I have a 1996 Cape 21. I can say it rides like a 76 Cadillac. Very nice for it's size. It is a tad of a wet ride, but it is a CUSHY ride.

The deck is wood, but the hull is foam sandwich. VERY well constructed, but very spartan on comforts.


----------



## Oouthere (Nov 4, 2015)

oldflathead said:


> Sorry OP, I don't intend to jack your post, but I have a 1994 CH 17 that is for sale for $995 including trailer, NO engine.
> 
> Send me a PM.
> 
> Tom AKA Oldflathead


Hiya old,

Do you still have the CH 17?

Very interested in buying one!


----------



## bamachem (Oct 2, 2007)

nathar said:


> Also looking at this one. It's a lot cleaner than the Century 2180 with same motor.
> 
> Am I remembering correctly reading that Cape Horns are outstanding boats? No wood used in its construction?
> 
> ...


I've owned two of that same vintage. One with a 70 Evinrude and the other with a 115 Yamaha.

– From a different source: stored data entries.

PR #240, opened 2024-09-17
Fix preparing of POST/PUT requests not taking into account request body

dawiddzhafarov:
Hi, in our case we are using a POST body to generate an auth header. The problem is that for the retried requests, it is not taken into account. With this change the request is prepared before sending it and enabling us to construct correct payload. I also added a couple of test cases.

Let me know what you think.

Thanks, 
Dawid

### DIFF
--- a/client.go
+++ b/client.go
@@ -687,6 +687,14 @@ func (c *Client) Do(req *Request) (*http.Response, error) {
 			}
 		}
 
+		// First attempt was already signed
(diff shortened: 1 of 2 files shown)


dawiddzhafarov:
Hello,

I already signed the CLA but it seems like it requests the signing again. However when I enter the form, it is already filled up and I cannot sign it again. Could you please verify?

Thanks!
Dawid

Overall great build quality if you want a solid, no nonsense, and no frills boat.

However, there is a downside to that. It's design tends to allow a lot of spray so it's a wet ride. It doesn't have any flare or cut to the bow at all, so the ride is somewhat bumpy in anything over very light chop of a few inches. However, because of the solid build, it shouldn't leave you doubting it's abilities. 

As far a comfort goes, this is not a comfort/kushy boat for the wife to enjoy a ride in the bay with a 10-knot wind at 20MPH. If that's what you're looking for, then keep looking.

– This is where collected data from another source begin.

PR #251, opened 2025-02-25
Build test

KaushikiAnand:
- I have added unit test coverage and linting to the ci.yml workflow. For more background, refer the https://hashicorp.atlassian.net/browse/IND-2338

- The unit test coverage change was done to help understand the defects early in lifecycle and come up with a good solution for it. The linting was done to ensure that the codebase is consistent and maintainable and helps in improving the code quality and reducing errors.


.github/workflows/pr-unit-tests-1.20.yaml
```diff
@@ -7,11 +7,28 @@ jobs:
...
     steps:
-      - uses: actions/checkout@692973e3d937129bcbf40652eb9f2f61becf3332 # v4.1.7
+      - name: Checkout Code
+        uses: actions/checkout@692973e3d937129bcbf40652eb9f2f61becf3332 # v4.1.7
 
-      - uses: actions/setup-go@cdcb36043654635271a94b9a6d1392de5bb323a7 # v5.0.1
+      - name: Setup Go
+        uses: actions/setup-go@cdcb36043654635271a94b9a6d1392de5bb323a7 # v5.0.1
         with:
           go-version: 1.22
```
sonamtenzin6, line 16: Suggestion: You can change the name of the file to *-1.22.yaml

client.go
```diff
@@ -670,7 +670,7 @@ func (c *Client) Do(req *Request) (*http.Response, error) {
 	var doErr, respErr, checkErr, prepareErr error
 
 	for i := 0; ; i++ {
-		doErr, respErr, prepareErr = nil, nil, nil
+		//doErr, respErr, prepareErr = nil, nil, nil
```
sonamtenzin6, line 673: Question: Why did we need to comment out this statement ?

client_test.go
```diff
@@ -223,7 +223,14 @@ func testClientDo(t *testing.T, body interface{}) {
...
 	defer list.Close()
-	go http.Serve(list, handler)
+	errors := make(chan error)
+	go func() {
+		err := http.Serve(list, handler)
+		if err != nil {
+			errors <- err
+			return
+		}
+	}()
```
sonamtenzin6, line 233: Question: Was this added as a fix for lint check ?

Also, we should check if there were any errors added to `errors` and see if the test needs to fail

client.go
KaushikiAnand: this was coming as an unused linter issue

KaushikiAnand: I commented out this statement as a  part of unused linter issue.
Should I disable it like I did in previous prs?

client_test.go
KaushikiAnand: Yes this was added as a part of lint fix.

KaushikiAnand: go func() {
		for err := range errors {
			log.Println("Received error:", err)
		}
}()
on adding this I saw that error. was being passed to the errors channel, and the test is designed to fail.

sonamtenzin2 (approved):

However, if you want a good bay boat platform that will serve you well for fishing and get you home when you're done, then it's fine for the job as long as the motor is up to the challenge.


----------



## bayougrande (Oct 4, 2007)

Absolutely love mine ......add the rear seat ...it makes the boat alot more wifey,family friendly in a good chop . .....


----------



## bayougrande (Oct 4, 2007)

...


----------



## Boat-Dude (Sep 24, 2011)

damnit I want a cape horn!!


----------



## BananaTom (Feb 16, 2008)




----------



## ANGELEYES (Oct 9, 2014)

Can't beat em


----------



## bamachem (Oct 2, 2007)

That's a good idea about the stern seating for the wife. That's the smoothest ride in any boat. Not the best view, but the best ride for sure.


----------



## nathar (Jun 25, 2009)

I finally bought a 2005 Triumph 190 Bay with a Yamaha F115, BTW.


----------